Degrowth means a break with the superficial, positive-sum game logic of distributory policy making and the illusion of an economy based on scarcity, one in which there is only redistribution when the economy grows. Not only has “trickle-down” failed radically; growth actually contributes to the production of underdevelopment and the increasing inequality of distribution. Yet there is enough for all. Wealth must be distributed equitably, and not grow further. For this to happen, we not only need a minimum income, but also a maximum income, as the French décroissance movement demands.
Degrowth also says goodbye to the illusion of a growth-based full-employment society. For a long time, the real rates of growth have not been sufficient to integrate the work force, set free by increases in productivity and commoditisation, back into the labour market. The alternative to making large sections of society poorer and “obsolete” is to shorten the working hours for everyone. In addition, reducing the absolute number of hours performed in wage-labour is actually necessary for a long-term reduction of the GNP. 20 hours are enough – for a start![5] And don’t forget: there is a life beyond working for wages, in which – as feminist economists always stress – much of the necessary work (re)producing society is performed. And this also has to be distributed – to everyone.
The reduction of working hours is sand in the gears of the growth economy and it creates necessary strategic latitude, but that alone is not enough. In the end, additional massive “rationalisation” would be the answer of corporations, and their imperative to make profits, to grow, would not be dislodged. New forms of demonetised transaction, a just solidarity-economy and the cultivation/management of commons are crucial. At the same time it is necessary to intervene in the actually existing finance capitalism, to control investment democratically and turn it around – away from fossil high-growth sectors to the “care economy”, use-value oriented grass-roots services and social-ecological reorganisation. And instead of servicing (public) debt, we struggle for debt cancellation. Drop the debt! [6]
9.) Beyond capitalism
All those who seriously attempt to go beyond a criticism of growth and strive for degrowing the economy face enormous challenges, because it is a matter of fundamental social transformation, one which takes hold at the roots. Plausible technocratic concepts for a degrowth economy, as well as exemplary islands of projects of a solidarity-based economy are essential – but they are not enough if the accumulation process of capitalism continues. Growth is driven by the blind self-realisation of capital: Money is invested in production in order to earn more money, which requires an increase in the production of value. So degrowth means that the self-valorisation opportunities of capital decrease and the fictitious asset claims, inflated by the financial markets, cannot be realised. In addition, in order to arrive at a just and ecological economy, many production facilities – above all in the fossil sectors – must be shut down in the course of a transformation to a degrowth economy (disinvestment). Both mean the destruction of capital. There is no way around this central core of political economy if global social rights are to be realised, and thus no way around the question of power. The problem: the neo-liberal project of globalisation, with its liberalisation of markets (WTO, IMF), privatisation, de-regulation and attacks on collective social agents, has increased the power of transnationally active capital enormously. FAQ: what constellation of social agents, with what interests, means and strategies has the will and ability to establish a just degrowth economy and the necessary de-commodification and de-monetisation of the (re)production sectors?
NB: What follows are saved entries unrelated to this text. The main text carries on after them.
PR #297, opened 2023-10-02
Iterating on Simulator Design for Sampling

sreekaroo:
# Overview

Focused on high-level design for the simulator. Modularized parts of the simulator so we can iterate on designs more easily. This draft PR is mostly just to share code easily. The goal was to create a simple data ingestor and sampler that could sample by letter from multiple data sources. View `sim_test.py` for examples of use.

I think the replay session logic will fit into this design without any change as well. The sampler would just be an iterator, that I implemented in the previous design. The DataEngine would load in-session data instead, which is also already implemented.

## Ticket

Link a pivotal ticket here

## Contributions

- Created interfaces for `DataEngine`, `Sampler`, `MetricReferee`, `ModelHandler`, `StateManager`
- Implemented `RawDataEngine` and `SimpleLetterSampler`, which can successfully load in multiple data sources, organize into queryable schema, and return eeg samples that can be fed into SignalModel
- Implemented draft `StateManager` that handles a lot of the updating logic from inquiry to inquiry

### Started but unfinished
- The simulator run loop needs a little more work, view in `sim_sampler.py`
- `MetricReferee`, `ModelHandler`,  all have unfinished implementations
- `StateManager` is a bit naive right now. There is also an issue with how I'm evaluating evidence because the simulator is always making a decision; albeit, mostly wrong ones.

## Test

-No unit testing yet, just ran script to test sampling and data loading in `sim_test.py`

## Documentation

## Changelog


bcipy/simulator/helpers/data_engine.py
```diff
@@ -0,0 +1,103 @@
...
+
+    def load(self) -> DataEngine:
+        """
+        Processes raw data from data folders using provided parameter files.
+            - Extracts and stores trial data, stimuli, and stimuli_labels by inquiries
+
+        Returns:
+            self for chaining
+        """
+        assert len(self.source_dirs) == len(self.parameters)
```
lawhead: We may want a more general validation method here. Consider when, or if, it's okay for parameters to be different. For example, it may make sense for data to have different filters if it's collected in different places (AC electrical frequency in US is 60hz, but may be different elsewhere).

bcipy/simulator/helpers/data_engine.py
```diff
@@ -0,0 +1,103 @@
...
+
+
+class RawDataEngine(DataEngine):
+    """
+    Object that loads in list of previous session data folders and transforms data into implemented schema
+    """
+
+    def __init__(self, source_dirs: list[str], parameters: list[Parameters]):
+        self.source_dirs: list[str] = source_dirs
+        self.parameters: list[Parameters] = parameters
```
lawhead: A simpler API may be to have each source_dir contain its own parameters file.

Also, `parameters` is used throughout the BciPy code as the name for the contents of a single parameters.json file. It's technically correct but a little confusing to read this as a list of those files. I don't have any great ideas for alternatives, though.

bcipy/simulator/helpers/data_engine.py
```diff
@@ -0,0 +1,103 @@
...
+        The "eeg" data for trial looks like this
+            - ndarray.shape = (channel_n, sample_n)
+            - a trial is an eeg response for a symbol being displayed
+
+        Returns:
+            self for chaining
+        """
+
+        cols = ["series_n", "inquiry_n", "trial_n", "symbol", "target", "eeg"]
+        types = [int, int, int, str, int, np.ndarray]
```
lawhead: Another alternative would be to use a NamedTuple as the schema. Then it could be returned even before calling `transform`.

bcipy/simulator/helpers/data_engine.py
```diff
@@ -0,0 +1,103 @@
...
+
+    def __init__(self, source_dirs: list[str], parameters: list[Parameters]):
+        self.source_dirs: list[str] = source_dirs
+        self.parameters: list[Parameters] = parameters
+        self.data: Optional[list[ExtractedExperimentData]] = None
+        self.trials_by_inquiry: list[np.ndarray] = []  # shape (i_inquiry, n_channel, m_trial, x_sample).
+        self.symbols_by_inquiry: list[list] = []  # shape (i_inquiry, s_alphabet_subset)
+        self.labels_by_inquiry: list[list] = []  # shape (i_inquiry, s_alphabet_subset)
+        self.schema: Optional[pd.DataFrame] = None
+        self.load()
```
lawhead, line 67: I would use `List` (from typing import List) for all of the type annotations.

bcipy/simulator/helpers/sampler.py
```diff
@@ -0,0 +1,73 @@
...
+
+    def set_reshaper(self, reshaper: Callable):
+        ...
+
+
+class SimpleLetterSampler(Sampler):
+
+    def __init__(self, data_engine: RawDataEngine, params=None):
+        self.data_engine: RawDataEngine = data_engine
+        self.params: Parameters = params if params else self.data_engine.parameters
```
lawhead: I think the type annotation is not correct here. `self.data_engine.parameters` is `List[Parameters]`.

bcipy/simulator/helpers/sampler.py
```diff
@@ -0,0 +1,73 @@
...
+        """
+
+        inquiry_letter_subset = state.display_alphabet
+        target_letter = state.target_symbol
+        eeg_responses = []
+        for symbol in inquiry_letter_subset:
+            is_target = int(symbol == target_letter)
+            filtered_data = self.data.query(f'target == {is_target} and symbol == "{symbol}"')
+            row = filtered_data.sample(
+                1) if len(filtered_data) else None  # TODO figure out what to do when no sample is found. e.g no eeg data for nontarget symbol of 'x'
```
lawhead: My first instinct is to raise an exception here, since this class doesn't have the ability to generate new data. That suggests that we may want a validation function in the constructor to ensure that the underlying data is sufficient so we can fail as early as possible.

bcipy/simulator/helpers/sim_state.py
```diff
@@ -0,0 +1,28 @@
...
+
+@dataclass
+class SimSessionState:
+    """ Represents the state of a current session during simulation """
+    target_symbol: str
+    current_sentence: str
+    target_sentence: str
+    display_alphabet: list[str]
+    inquiry_n: int
+    series_n: int
```
lawhead: I like the idea of capturing this all in one state object that can be passed around. We will probably want to add the lists of probabilities. Check out the `DecisionMaker` `list_series` property in task/control/handler.py.

bcipy/simulator/tests/sampler_test.py
```diff
@@ -0,0 +1,45 @@
...
+
+    display_alp = random.sample(alphabet(), 10)
+    state: SimSessionState = SimSessionState(target_symbol=target_symbol, inquiry_n=0, series_n=0, target_sentence=target_phrase,
+                                             current_sentence="", display_alphabet=display_alp)
+
+    sampler: Sampler = SimpleLetterSampler(data_engine)
+    sample: np.ndarray = sampler.sample(state)
+
+    model = PcaRdaKdeModel()
+    model = model.load(model_file)
```
lawhead: Just as an FYI, model loading has changed with the multimodal work and newer data may be different that what you have. Now the entire model class is pickled, not just its internal contents. So this method of first creating a `PcaRdaKdeModel` and then having it load the pickle file has changed to `pickle.load(model_file)`. We're still evaluating if this is a good approach, though.

lawhead (commented):
This is great progress and seems to be heading in the right direction.

bcipy/simulator/helpers/sampler.py
sreekaroo: yeah good catch

bcipy/simulator/helpers/data_engine.py
sreekaroo: not sure this will work with the querying logic that dataframes have to offer

bcipy/simulator/helpers/data_engine.py
sreekaroo: Yes will refactor for this. I'll brainstorm more explicit naming

bcipy/simulator/helpers/data_engine.py
lawhead: Mostly I was talking about the rows. The rows could be represented as a named tuple rather than a dict. The main advantage is that the fields and their types are self-documented. Pandas can create a DataFrame from a list of tuples.

Also, `cols` and `types` are unused.

sreekaroo: oh i see your point.  yeah i left that there accidentally

bcipy/simulator/helpers/decision.py
```diff
@@ -0,0 +1,237 @@
...
+
+    def decide(self, series: List[InquiryResult]):
+        current_distribution = series[-1].evidence_likelihoods
+        if np.max(current_distribution) > self.tau:
+            log.info("Committing to decision: posterior exceeded threshold.")
+            return True
+        return False
+
+#
+# class MarginCriteria(DecisionCriteria):
```
lawhead: I would definitely not include Margin or Momentum criteria at this point. They have not yet been used in BciPy

bcipy/simulator/helpers/sim_state.py
```diff
@@ -1,28 +1,129 @@
...
+
+    def __init__(self, parameters: Parameters):
+        self.state: SimState = self.initial_state()
+        self.parameters = parameters
+
+        self.stop_inq = 50  # TODO pull from parameters
+
+    def is_done(self) -> bool:
+
+        return self.state.total_inquiry_count() > self.stop_inq or self.state.target_sentence == self.state.current_sentence or self.state.series_n > 50
```
lawhead: It may be useful to log what caused the simulation to conclude.

bcipy/simulator/helpers/sim_state.py
```diff
@@ -1,28 +1,129 @@
...
+
+        temp_inquiry_result = InquiryResult(target=self.state.target_symbol, time_spent=0, stimuli=self.state.display_alphabet,
+                                            evidence_likelihoods=list(evidence), decision=None)
+
+        # finding out whether max iterations is hit or prob threshold is hit
+        temp_series = copy.deepcopy(self.get_state().series_results)
+        temp_series[-1].append(temp_inquiry_result)
+        is_decidable = any([decider.decide(temp_series[-1]) for decider in self.state.decision_criterion])
+        decision = None
+        # TODO what to do when max inquiry count is reached?
```
lawhead: Maximum number of inquiries should probably be part of the definition of `is_done`. You may want an assertion at the top of this method to ensure that `not self.is_done()`.

bcipy/simulator/helpers/sim_state.py
```diff
@@ -1,28 +1,129 @@
...
+        self.stop_inq = 50  # TODO pull from parameters
+
+    def is_done(self) -> bool:
+
+        return self.state.total_inquiry_count() > self.stop_inq or self.state.target_sentence == self.state.current_sentence or self.state.series_n > 50
+
+    def update(self, evidence: np.ndarray) -> InquiryResult:
+
+        temp_inquiry_result = InquiryResult(target=self.state.target_symbol, time_spent=0, stimuli=self.state.display_alphabet,
+                                            evidence_likelihoods=list(evidence), decision=None)
```
lawhead: `time_spent` is going to be a computed value based on the parameters for the number of stim, how much time per stim, fixation time, etc. See the `bcipy/helpers/acquisition.py` module for the calculation that we use to compute the data buffer size in seconds. Maybe factor this out into a method to calculate this value.

Also, we should make a note somewhere for refactoring needed when we discuss multimodal. This method will likely need to accept evidences for each device and probably the same for InquiryResult.

bcipy/simulator/helpers/sim_state.py
```diff
@@ -1,28 +1,129 @@
...
+
+        # finding out whether max iterations is hit or prob threshold is hit
+        temp_series = copy.deepcopy(self.get_state().series_results)
+        temp_series[-1].append(temp_inquiry_result)
+        is_decidable = any([decider.decide(temp_series[-1]) for decider in self.state.decision_criterion])
```
lawhead: We should log why a decision was made.

bcipy/simulator/helpers/sim_state.py
```diff
@@ -1,28 +1,129 @@
...
+                next_target_symbol_idx = len(new_state['current_sentence'])
+                if next_target_symbol_idx >= len(self.state.target_sentence):
+                    pass
+                else:
+                    new_state['target_symbol'] = self.state.target_sentence[next_target_symbol_idx]
+
+            else:  # wrong decision
+                new_state['series_n'] += 1
+                new_state['series_results'].append([])
+                new_state['inquiry_n'] = 0
```
lawhead: In the case that the spelled letter does not match the target, it it still displayed as part of the current sentence. However, then the next target becomes the backspace character. See the `RSVPCopyPhraseTask` class `next_target` method. You probably don't need an if-else here. I think the only thing that would be different is the selection of the next target.

bcipy/simulator/helpers/types.py
```diff
@@ -0,0 +1,11 @@
+from dataclasses import dataclass
+from typing import Optional, List
+
+
+@dataclass
+class InquiryResult:
+    target: Optional[str]
+    time_spent: int  # TODO what does time_spent mean?
```
lawhead: Total number of seconds spent in an inquiry. This should be a float.

bcipy/simulator/helpers/types.py
```diff
@@ -0,0 +1,11 @@
...
+    stimuli: List
+    evidence_likelihoods: List
```
lawhead: Not all evidence produces likelihoods. Language model and button press are probabilities.

bcipy/simulator/helpers/sim_state.py
```diff
@@ -1,28 +1,129 @@
...
+            state_dict[state_field] = state_value
+            self.state = SimState(**state_dict)
+            return self.get_state()
+        else:
+            raise FieldException(f"Cannot find state field {state_field}")
+
+    @staticmethod
+    def initial_state(parameters: Parameters = None) -> SimState:
+        sentence = "HELLO_WORLD"  # TODO abstract out with sim_parameters.json
+        target_symbol = sentence[0]
```
lawhead: We also have a parameter for the number of letters typed so the user can start in the middle of a word or phrase. This can be added later, though.

bcipy/simulator/helpers/types.py
sreekaroo: ok maybe as we incorporate other models, I'll turn this into separate data structure

PR #303, opened 2023-11-20
Output stim positions, capture screenshots, more cleanup

tab-cmd:
# Overview

Add functionality to output stimuli positions and capture a screenshot. The output also contains the screen size, and can be used to further adjust visualizations for greater accuracy (currently unused). 

In addition, further typing and cleanup.

## Ticket

- https://www.pivotaltracker.com/story/show/185681843
- https://www.pivotaltracker.com/story/show/183148723 
- https://www.pivotaltracker.com/story/show/177955157

## Contributions

- `bcipy/config.py`: add new matrix options
- `visualization.py`: use new config path
- `offline_analysis.py`: use new config path, extract from the session folder, and fix argument passing to visualization.
- `save.py`: add a stimuli position export method
- `task.py`: add export of positions, cleanup on tasks, remove unneeded abc method on task, typing, add calibration tests 
- `feedback.py`: deprecate level feedback (no tests and unused). We could potentially deprecate the Audio feedback for now as well... 
- `matrix/display.py` add capture screenshot method
- `.coveragerc`: ignore the exceptions 
- `requirements.txt`: upgraded to lock PyQt6 dependancies failing Windows builds. See https://github.com/altendky/pyqt-tools/issues/105

## Test

- `make test-all`
- `bcipy --fake --task "Matrix Calibration"` and ensured the output looked correct
- 
## Documentation

- Are documentation updates required? In-line, README, or [documentation](https://github.com/BciPy/bcipy.github.io)? in-line and task/README.md updated.

## Changelog

- Is the CHANGELOG.md updated with your detailed changes? TODO!


bcipy/task/paradigm/matrix/calibration.py
```diff
@@ -208,35 +229,43 @@ def write_trigger_data(self, timing: List[Tuple[str, float]], first_run) -> None
...
+                label = offset_label(content_type.name)
+                time = client.offset(
+                    self.matrix.first_stim_time) - self.matrix.first_stim_time
+                triggers.append(Trigger(label, TriggerType.OFFSET, time))
+            self.trigger_handler.add_triggers(triggers)
 
         # make sure triggers are written for the inquiry
         self.trigger_handler.add_triggers(convert_timing_triggers(timing, timing[0][0], self.trigger_type))
 
     def write_offset_trigger(self) -> None:
```
tab-cmd, line 245: Updated this to match the recent update to support multiple device offsets.. I think this is correct @lawhead

bcipy/task/tests/paradigm/rsvp/test_copy_phrase.py
```diff
@@ -23,7 +22,6 @@
 from bcipy.task.paradigm.rsvp.copy_phrase import RSVPCopyPhraseTask
 
 
-@pytest.mark.slow
```
tab-cmd, line 26: I added this to help me on the typing PR. It was merged by accident!

bcipy/display/paradigm/matrix/display.py
```diff
@@ -187,11 +203,12 @@ def build_grid(self) -> Dict[str, visual.TextStim]:
         grid = {}
         for sym in self.symbol_set:
             pos_index = self.sort_order(sym)
+            pos = self.positions[pos_index]
             grid[sym] = visual.TextStim(win=self.window,
                                         text=sym,
                                         color=self.grid_color,
                                         opacity=self.start_opacity,
-                                        pos=self.positions[pos_index],
+                                        pos=pos,
```
celikbasak, line 213: Is this the position in psychopy?

bcipy/helpers/save.py
```diff
@@ -169,3 +182,35 @@ def save_model(model: SignalModel, path: Union[Path, str]):
...
         pickle.dump(model, file, protocol=4)
+
+
+def save_stimuli_position_info(
+        stimuli_position_info: dict,
+        path: Union[Path, str],
+        screen_info: dict) -> str:
+    """Save stimuli positions and screen info to `path`
+
+   stimuli_position_info: {'A': (0, 0)}
```
celikbasak, line 193: Same question here, I think it would be more informative if we mentioned the units here (pyschopy, Tobii or maybe just the screen limits like (0,0), (1,1), (-1,-1))

bcipy/signal/model/offline_analysis.py
```diff
@@ -346,9 +350,10 @@ def analyze_gaze(
             figure_handles = visualize_gaze_inquiries(
                 le, re,
                 means, covs,
-                save_path=None,
+                save_path=save_figures,
+                img_path=f'{data_folder}/{MATRIX_IMAGE_FILENAME}',
                 show=show_figures,
-                raw_plot=True,
+                raw_plot=plot_points,
```
celikbasak, line 356: Good catch!

celikbasak (approved):
Great additions! Thank you for including the calibration tests! 
For symbol positions, maybe we can introduce a parameter/saving option in `helpers/save.py` for saving the units in Tobii for ease of use.

bcipy/display/paradigm/matrix/display.py
```diff
@@ -127,6 +128,21 @@ def _stim_positions(self) -> Dict[str, Tuple[float, float]]:
...
         }
 
+    def capture_grid_screenshot(self, file_path: str) -> None:
+        """Capture Grid Screenshot.
+
+        Capture a screenshot of the current display and save it to the specified filename.
+        """
+        # draw the grid and flip the window
+        self.draw_grid(opacity=self.full_grid_opacity)
+        self.task_bar.current_index = 0
```
lawhead, line 139: I would't expect this method to mutate the object state. It seems like this has the potential to lead to some unexpected bugs. Maybe have a temp variable here and set it back to its previous value after the screenshot?

bcipy/task/paradigm/matrix/calibration.py
lawhead: Thanks, I just noticed this missing. Looks right to me.

bcipy/helpers/save.py
```diff
@@ -169,3 +182,35 @@ def save_model(model: SignalModel, path: Union[Path, str]):
...
+    assert all(isinstance(key, str) for key in stimuli_position_info.keys()), \
+        'stimuli_position_info keys must be strings'
+    assert list(map(type, (stimuli_position_info[key] for key in stimuli_position_info)))[0] is tuple, \
+        'stimuli_position_info values must be a tuple'
+
+    # assert that screen_info is a dict with at least the key 'screen_resolution'
+    assert 'screen_size_pixels' in screen_info.keys(), \
+        'screen_size_pixels must be a key in screen_info'
+    assert isinstance(screen_info['screen_size_pixels'], list), \
+        'screen_size_pixels must be a list'
```
lawhead: Given the amount of input validation required would it make sense to have some stricter parameter types?

bcipy/display/paradigm/matrix/display.py
lawhead: Yes, the `visual.TextStim` is a psychopy display component, so the position information is expected to be a valid psychopy format, depending on the units. When no units are provided it uses the default 'norm' units.

lawhead (approved):

bcipy/helpers/save.py
tab-cmd: That's true with the new typing it should be mostly caught... I will remove some of this (minus key:value assert) and avoid a more explicit data structure for now.

bcipy/helpers/save.py
tab-cmd: Good idea, I'm happy to put those in the export as well. We will need to to some testing to see how these line up. I should have data to look at by EOD today.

10.) Buen vivir beyond tradition and modernity
The idea of eternal growth, tied to the idea of homo economicus, is an integral component of the concept of modernity. It is time to abandon this notion here and now. But the good news is: “We never were modern!”, as Bruno Latour discovered and Donna Haraway confirmed.[7] Nor are we the “dromomaniacs” (speed fanatics) as we have been called by the French urbanist Paul Virilio.[8] But even if we abandon growth – farewell, farewell! – we will continue to claim the modern concepts of human rights and democracy, which have been the fruits of struggles for emancipation. Degrowth does not mean abandoning the idea of the possibility for progress – instead it means liberating the idea of progress from the belief in piling up goods and economic growth. Thus, degrowth does not mean returning to tradition, to the stone age, or giving in to an anything-goes post-modernism. Degrowth takes seriously the post-colonial situation and the multi-polar constellation caused by the ascendancy of newly industrialising countries – and thus the question of global justice and equality. The concrete utopia of the good life (buen vivir) in an egalitarian society without growth constitutes a new point of orientation beyond tradition and modernity. The idea of a just degrowth economy reopens the horizon of opportunity beyond the dominance of ruling economic conceptions and imperatives. It is a matter of de-colonizing the imagination, of the de-mystification of fetishised conceptions such as economic growth, progress, wage labour, efficiency and GNP. Preguntando caminamos…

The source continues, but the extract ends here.